Your back and your abdominal muscles are vital in the support of your spine. Exercise targeted at these muscle groups is sometimes referred to as core strengthening. A physical therapist or physician is a good resource to guide you in core strengthening exercises to prevent back injuries. If you have a back or spine injury, ask your doctor when it is safe to resume your activity and about ways to increase your safety when you are participating in sports activities.   

Biking

Bicycling builds strength in the leg muscles, but it provides little benefit to the spine. Arching your back and bending forward on a bike can cause back injuries due to straining of the back and neck muscles. Mountain biking on rough and uneven terrain can cause spine injuries because of jerking and jarring of the vertebrae.  

To prevent spine injuries and back injuries while biking:  

  • Ride a bike that fits: Staff at a bike shop can help you choose the right bicycle for you.
  • Avoid biking on rough and uneven ground. This will reduce your risk of spine injury. 
  • Pull up on the pedals in addition to using downward force on the pedals
  • Get a grip: Biking gloves can help you keep control of your bike, decrease jarring, and reduce the risk of back injuries
  • Install shock absorbers: Put these on the front wheels to reduce your chances of a spine injury or back injuries
  • Sit upright: This will take pressure off your lower back and neck
  • Choose a recumbent bike: This form of biking exerts the least amount of stress on your back 

Weightlifting

Weightlifting causes spine injuries and back injuries especially in people over 40 years old. This is due to changes that occur in the spinal discs as a result of aging.  

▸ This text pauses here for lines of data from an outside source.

PR #14459, opened 2016-10-12
[BUGFIX beta] [FIXES #14447] fix didDestroyElement

### LINKED ISSUE #14447: [BUG] Components via appendTo still affected by #14439

stefanpenner:
Components via appendTo, must behave the same when torn down via destroy, and the regular rendering system tearing them down. This code-path isn’t as first class as it likely should be, as it only exists for supporting the more legacy style of unit testing. Using the component integration tests, the typical code path is taken.

### DIFF
--- a/packages/ember-glimmer/lib/renderer.js
+++ b/packages/ember-glimmer/lib/renderer.js
@@ -92,6 +92,7 @@ class RootState {
     this.destroyed = true;
 
     this.env = null;
+    let root = this.root;
     this.root = null;
     this.result = null;
     this.render = null;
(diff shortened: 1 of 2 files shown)


stefanpenner:
getting CI to run on beta branch before this cherry-pick lands

PR #14461, opened 2016-10-12
[BUGFIX beta] Per-property tagging

chadhietala:
/cc @wycats @chancancode @krisselden 

Note this is targeting the beta branch


kanongil:
Awesome. This seems to fix the major performance regressions I have experienced with Glimmer2. Though, it still seems the `hash` and `action` helpers can cause redundant re-validations, see #14410 & #14335.

rwjblue:
This seems good to me.

@krisselden - Any objections?

rwjblue:
Also, just to note, this targets beta branch (2.9) and https://github.com/emberjs/ember.js/pull/14464 has been submitted to target master.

To decrease your chances of back injuries when weightlifting: 

  • Do some form of aerobic exercise for 15 to 20 minutes prior to lifting to warm up your muscles. 
  • To decrease your risk of back injuries, use weight machines instead of free weights. Weight machines put less stress on your back than free weights.  
  • Add repetitions to your workout instead of adding weight. Added weight increases the risk of back injuries.  
  • Hire a trainer to teach you proper lifting techniques and ways to avoid spine injuries.
  • Avoid exercises that are most likely to cause back injuries: 
    • dead-lifts
    • snatches
    • squats
    • clean-and-jerks

Golfing

Spine and back injuries are common in golfers. This is because a golf swing requires a force-filled rotation in the spine. This puts tremendous pressure on the joints, discs, muscles, and ligaments of the spine. 

To decrease the risk of back injuries when golfing:

  • Ask a trainer or your physical therapist about postures and techniques to prevent back injuries and spine injuries
  • Warm up your back and leg muscles before starting a round of golf. 
  • When bending over to pick up a ball, bend at the knees, not from the waist to prevent back injuries. 
  • Use a pushcart for your golf bag instead of carrying your heavy clubs to decrease the risk of spine injuries. 

Running

The repetitious jarring of running can cause back injuries due to compression of the spinal joints.

To reduce the risk of back or spine injuries related to running: 

  • Avoid running on concrete or uneven ground. Running on a padded track can reduce the risk of back injuries.  
  • Choose well-cushioned running shoes. Replace them when they are worn. High-quality shoes can prevent spine injuries.  
  • Warm up before running by stretching your leg and back muscles. On days that you don't run, strengthen your core muscles so your spine has good support.